### Task item
Below is a listing from which only part is wanted; return exactly the lines from the one with "1. Configure LDAP for OpenLDAP" up to and including the one with "#### From OpenLDAP".

### Data
☆ ☆ ☆ ☆
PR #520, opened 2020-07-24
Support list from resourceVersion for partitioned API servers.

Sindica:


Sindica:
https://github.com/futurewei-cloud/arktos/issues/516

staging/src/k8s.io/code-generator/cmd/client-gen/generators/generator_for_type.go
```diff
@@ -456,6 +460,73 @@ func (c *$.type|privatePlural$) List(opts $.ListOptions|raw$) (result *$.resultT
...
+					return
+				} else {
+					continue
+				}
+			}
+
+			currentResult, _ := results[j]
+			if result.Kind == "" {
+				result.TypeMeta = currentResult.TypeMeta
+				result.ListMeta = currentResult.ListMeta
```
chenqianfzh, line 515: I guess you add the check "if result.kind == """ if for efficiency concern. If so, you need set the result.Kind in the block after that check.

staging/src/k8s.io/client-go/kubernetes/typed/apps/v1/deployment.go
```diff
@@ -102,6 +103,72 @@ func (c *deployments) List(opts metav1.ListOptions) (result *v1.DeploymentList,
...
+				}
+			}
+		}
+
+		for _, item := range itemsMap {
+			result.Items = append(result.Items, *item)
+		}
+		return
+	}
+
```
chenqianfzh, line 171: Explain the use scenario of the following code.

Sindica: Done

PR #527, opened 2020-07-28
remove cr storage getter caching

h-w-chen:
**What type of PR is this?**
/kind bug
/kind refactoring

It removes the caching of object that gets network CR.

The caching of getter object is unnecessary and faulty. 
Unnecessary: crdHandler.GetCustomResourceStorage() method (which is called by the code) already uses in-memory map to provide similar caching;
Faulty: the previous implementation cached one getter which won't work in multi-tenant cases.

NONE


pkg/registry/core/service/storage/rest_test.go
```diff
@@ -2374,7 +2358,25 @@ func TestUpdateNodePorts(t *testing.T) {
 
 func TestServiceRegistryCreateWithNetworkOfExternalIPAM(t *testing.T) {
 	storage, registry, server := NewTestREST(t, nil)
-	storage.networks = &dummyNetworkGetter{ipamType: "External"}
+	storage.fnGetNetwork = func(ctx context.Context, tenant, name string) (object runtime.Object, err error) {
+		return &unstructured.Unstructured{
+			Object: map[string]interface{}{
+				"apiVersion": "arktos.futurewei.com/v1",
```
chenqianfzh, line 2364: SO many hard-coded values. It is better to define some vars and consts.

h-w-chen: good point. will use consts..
☆ ☆ ☆ ☆
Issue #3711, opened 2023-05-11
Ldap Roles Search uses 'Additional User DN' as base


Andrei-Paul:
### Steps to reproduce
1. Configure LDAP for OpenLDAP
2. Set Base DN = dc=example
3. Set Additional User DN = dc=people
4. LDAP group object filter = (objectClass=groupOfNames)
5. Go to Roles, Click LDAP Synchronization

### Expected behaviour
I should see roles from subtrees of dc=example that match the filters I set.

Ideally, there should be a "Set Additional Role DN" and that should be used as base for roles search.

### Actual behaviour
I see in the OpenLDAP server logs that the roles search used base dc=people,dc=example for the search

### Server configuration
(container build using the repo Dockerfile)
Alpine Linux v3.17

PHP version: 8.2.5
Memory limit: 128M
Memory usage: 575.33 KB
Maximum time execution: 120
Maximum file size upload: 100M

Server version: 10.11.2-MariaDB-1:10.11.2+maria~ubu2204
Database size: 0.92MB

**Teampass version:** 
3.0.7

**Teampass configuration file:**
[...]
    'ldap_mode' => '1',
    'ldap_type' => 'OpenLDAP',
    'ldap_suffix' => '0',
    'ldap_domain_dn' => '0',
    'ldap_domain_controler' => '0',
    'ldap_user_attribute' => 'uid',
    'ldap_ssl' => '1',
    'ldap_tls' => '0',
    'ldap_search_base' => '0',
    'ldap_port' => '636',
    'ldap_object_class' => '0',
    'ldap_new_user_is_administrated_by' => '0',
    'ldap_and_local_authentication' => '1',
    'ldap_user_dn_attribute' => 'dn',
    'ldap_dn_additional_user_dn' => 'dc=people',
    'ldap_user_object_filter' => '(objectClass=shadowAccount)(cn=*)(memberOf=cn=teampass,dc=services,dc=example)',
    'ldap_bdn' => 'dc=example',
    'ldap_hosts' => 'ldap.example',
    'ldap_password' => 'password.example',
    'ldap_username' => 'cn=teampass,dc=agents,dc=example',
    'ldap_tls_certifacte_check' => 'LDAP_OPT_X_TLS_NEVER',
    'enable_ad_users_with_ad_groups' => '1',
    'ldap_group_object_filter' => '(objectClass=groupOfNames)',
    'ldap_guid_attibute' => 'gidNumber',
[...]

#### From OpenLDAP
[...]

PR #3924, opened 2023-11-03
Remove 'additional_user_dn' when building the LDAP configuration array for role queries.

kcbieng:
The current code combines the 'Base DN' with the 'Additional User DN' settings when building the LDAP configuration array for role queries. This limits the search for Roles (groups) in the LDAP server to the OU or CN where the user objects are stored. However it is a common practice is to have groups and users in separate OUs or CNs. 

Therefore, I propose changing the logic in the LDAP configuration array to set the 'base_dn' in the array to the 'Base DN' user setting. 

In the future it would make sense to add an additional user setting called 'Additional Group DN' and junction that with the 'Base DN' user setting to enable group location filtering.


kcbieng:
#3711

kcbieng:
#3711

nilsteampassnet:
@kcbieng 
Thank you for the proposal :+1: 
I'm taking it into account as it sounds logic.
☆ ☆ ☆ ☆
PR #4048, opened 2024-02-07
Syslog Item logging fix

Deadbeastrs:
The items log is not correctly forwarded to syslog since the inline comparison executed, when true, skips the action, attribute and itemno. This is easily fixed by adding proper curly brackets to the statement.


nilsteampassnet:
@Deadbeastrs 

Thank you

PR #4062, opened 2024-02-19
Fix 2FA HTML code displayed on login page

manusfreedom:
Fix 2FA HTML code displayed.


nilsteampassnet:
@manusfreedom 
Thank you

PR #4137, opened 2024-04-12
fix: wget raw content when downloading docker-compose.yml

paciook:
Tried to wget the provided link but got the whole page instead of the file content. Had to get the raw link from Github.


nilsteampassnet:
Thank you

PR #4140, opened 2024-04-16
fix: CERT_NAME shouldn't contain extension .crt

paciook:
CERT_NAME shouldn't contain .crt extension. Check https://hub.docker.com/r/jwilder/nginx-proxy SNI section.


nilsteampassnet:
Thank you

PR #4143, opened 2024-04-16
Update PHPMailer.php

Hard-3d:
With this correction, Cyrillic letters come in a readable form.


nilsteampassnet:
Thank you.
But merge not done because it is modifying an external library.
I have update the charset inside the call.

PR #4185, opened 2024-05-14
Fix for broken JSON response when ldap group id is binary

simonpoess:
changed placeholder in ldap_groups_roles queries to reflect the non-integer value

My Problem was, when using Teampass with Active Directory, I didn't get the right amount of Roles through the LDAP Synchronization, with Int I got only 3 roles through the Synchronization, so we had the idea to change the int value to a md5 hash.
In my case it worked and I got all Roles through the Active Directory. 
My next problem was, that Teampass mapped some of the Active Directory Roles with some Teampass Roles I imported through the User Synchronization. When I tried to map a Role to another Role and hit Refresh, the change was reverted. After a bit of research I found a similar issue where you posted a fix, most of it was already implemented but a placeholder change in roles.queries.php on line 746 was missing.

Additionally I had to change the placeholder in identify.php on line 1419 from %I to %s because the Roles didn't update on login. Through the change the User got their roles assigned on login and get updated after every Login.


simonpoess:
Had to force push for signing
☆ ☆ ☆ ☆
### Task solution
1. Configure LDAP for OpenLDAP
2. Set Base DN = dc=example
3. Set Additional User DN = dc=people
4. LDAP group object filter = (objectClass=groupOfNames)
5. Go to Roles, Click LDAP Synchronization

### Expected behaviour
I should see roles from subtrees of dc=example that match the filters I set.

Ideally, there should be a "Set Additional Role DN" and that should be used as base for roles search.

### Actual behaviour
I see in the OpenLDAP server logs that the roles search used base dc=people,dc=example for the search

### Server configuration
(container build using the repo Dockerfile)
Alpine Linux v3.17

PHP version: 8.2.5
Memory limit: 128M
Memory usage: 575.33 KB
Maximum time execution: 120
Maximum file size upload: 100M

Server version: 10.11.2-MariaDB-1:10.11.2+maria~ubu2204
Database size: 0.92MB

**Teampass version:** 
3.0.7

**Teampass configuration file:**
[...]
    'ldap_mode' => '1',
    'ldap_type' => 'OpenLDAP',
    'ldap_suffix' => '0',
    'ldap_domain_dn' => '0',
    'ldap_domain_controler' => '0',
    'ldap_user_attribute' => 'uid',
    'ldap_ssl' => '1',
    'ldap_tls' => '0',
    'ldap_search_base' => '0',
    'ldap_port' => '636',
    'ldap_object_class' => '0',
    'ldap_new_user_is_administrated_by' => '0',
    'ldap_and_local_authentication' => '1',
    'ldap_user_dn_attribute' => 'dn',
    'ldap_dn_additional_user_dn' => 'dc=people',
    'ldap_user_object_filter' => '(objectClass=shadowAccount)(cn=*)(memberOf=cn=teampass,dc=services,dc=example)',
    'ldap_bdn' => 'dc=example',
    'ldap_hosts' => 'ldap.example',
    'ldap_password' => 'password.example',
    'ldap_username' => 'cn=teampass,dc=agents,dc=example',
    'ldap_tls_certifacte_check' => 'LDAP_OPT_X_TLS_NEVER',
    'enable_ad_users_with_ad_groups' => '1',
    'ldap_group_object_filter' => '(objectClass=groupOfNames)',
    'ldap_guid_attibute' => 'gidNumber',
[...]

#### From OpenLDAP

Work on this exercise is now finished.